Problem 25

Question

Evaluate the first partial derivatives of the function at the given point. \(f(x, y)=x^{2} y+x y^{2} ;(1,2)\)

Step-by-Step Solution

Verified
Answer
The first partial derivatives of the function at the point (1,2) are \(f_x(1, 2) = 8\) and \(f_y(1, 2) = 5\).
1Step 1: Find the first partial derivative with respect to x (#\(f_x\)
To find the first partial derivative with respect to x, we treat y as a constant and differentiate the function with respect to x: \(f(x, y) = x^2 y + x y^2\) Taking the derivative with respect to x: \(f_x(x, y) = \frac{\partial}{\partial x}(x^2 y + x y^2) = 2xy + y^2\)
2Step 2: Find the first partial derivative with respect to y (#\(f_y\)
To find the first partial derivative with respect to y, we treat x as a constant and differentiate the function with respect to y: \(f(x, y) = x^2 y + x y^2\) Taking the derivative with respect to y: \(f_y(x, y) = \frac{\partial}{\partial y}(x^2 y + x y^2) = x^2 + 2xy\)
3Step 3: Evaluate the partial derivatives at the given point (1,2)
Now, we need to evaluate the partial derivatives, \(f_x\) and \(f_y\), at the given point (1,2): \(f_x(1, 2) = 2(1)(2) + (2)^2 = 4 + 4 = 8\) \(f_y(1, 2) = (1)^2 + 2(1)(2) = 1 + 4 = 5\) So, the first partial derivatives of the function at the point (1,2) are: \(f_x(1, 2) = 8\) \(f_y(1, 2) = 5\)

Key Concepts

Multivariable CalculusDifferentiationMathematical Functions
Multivariable Calculus
Multivariable Calculus extends the principles of calculus to functions of more than one variable.
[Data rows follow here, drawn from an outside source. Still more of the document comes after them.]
PR #23074, opened 2025-03-06
feat(relations): add back button history

markkaylor:
### What does it do?

Maintains document history in DocumentContext

### Why is it needed?

So we can use the back button in the relation modal

### How to test it?

Go to an entry with relation, that has a relation, that has a relation...or something like that
Click the relation, then its relation, then its relation.
The go back, back, back.
You should be where you started.
Going back with with unsaved changes should trigger a confirm dialog

### Related issue(s)/PR(s)

Let us know if this is related to any issue/pull request

PR #23077, opened 2025-03-06
feat(relations): add back button history

simotae14:
### What does it do?

Maintains document history in DocumentContext

### Why is it needed?

So we can use the back button in the relation modal

### How to test it?

Go to an entry with relation, that has a relation, that has a relation...or something like that
Click the relation, then its relation, then its relation.
The go back, back, back.
You should be where you started.
Going back with with unsaved changes should trigger a confirm dialog

### Related issue(s)/PR(s)

### DIFF
--- a/packages/core/content-manager/admin/src/pages/EditView/components/FormInputs/Relations/RelationModal.tsx
+++ b/packages/core/content-manager/admin/src/pages/EditView/components/FormInputs/Relations/RelationModal.tsx
@@ -57,6 +57,19 @@ const CustomModalContent = styled(Modal.Content)`
   max-height: 100%;
 `;
 
+interface RelationModalContextValue {
+  parentModified: boolean;
+  depth: number;
+}
+
+const [RelationModalProvider, useRelationModal] = createContext<RelationModalContextValue>(
+  'RelationModal',
+  {
+    parentModified: false,
+    depth: 0,
+  }
+);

Instead of exploring changes along a single line, we analyze how a function behaves over multi-dimensional space.
For instance, if we have a function that depends on two variables, like in the example where the function is \( f(x,y) = x^2 y + x y^2 \), we need to see how changes in each variable affect the outcome.
In multivariable calculus, we look at how a small change in one variable while keeping the others constant impacts the output. This is why partial derivatives come into play—they help us measure these specific changes.
When analyzing changes in a three-dimensional space, such as in physics or engineering, multivariable calculus plays a vital role by allowing us to calculate gradients, tangent planes, and more.
Differentiation
Differentiation, in the context of multivariable calculus, involves finding the derivative of a function concerning one of its variables, treating all other variables as constants. This helps us understand how a function behaves in various directions. Differentiation tells us how a function changes when one of its input variables changes.
For example, say we have the function mentioned earlier, \( f(x, y) = x^2 y + x y^2 \). If we differentiate it with respect to \( x \), we treat \( y \) as a constant. Hence, the derivative is \( f_x = 2xy + y^2 \). Similarly, when differentiating with respect to \( y \), treating \( x \) as constant gives \( f_y = x^2 + 2xy \).
This helps in comprehending how small tweaks in one of the variables can alter the function's value, crucial for applications in optimization and finding equilibrium points.
Mathematical Functions
Mathematical functions are rules that assign every input to specific outputs. In multivariable calculus, functions can depend on two or more variables, like in our exercise's function \( f(x, y) = x^2 y + x y^2 \).
Each variable in such functions influences the result differently. In the given function, both \( x \) and \( y \) contribute to the final value, with their contributions changing based on their interactions as depicted in the terms \( x^2 y \) and \( x y^2 \).
Understanding the roles and relationships between the variables within these functions is a cornerstone of calculus, enabling us to perform various analyses, whether it be calculating volumes, optimizing results, or modeling real-world systems.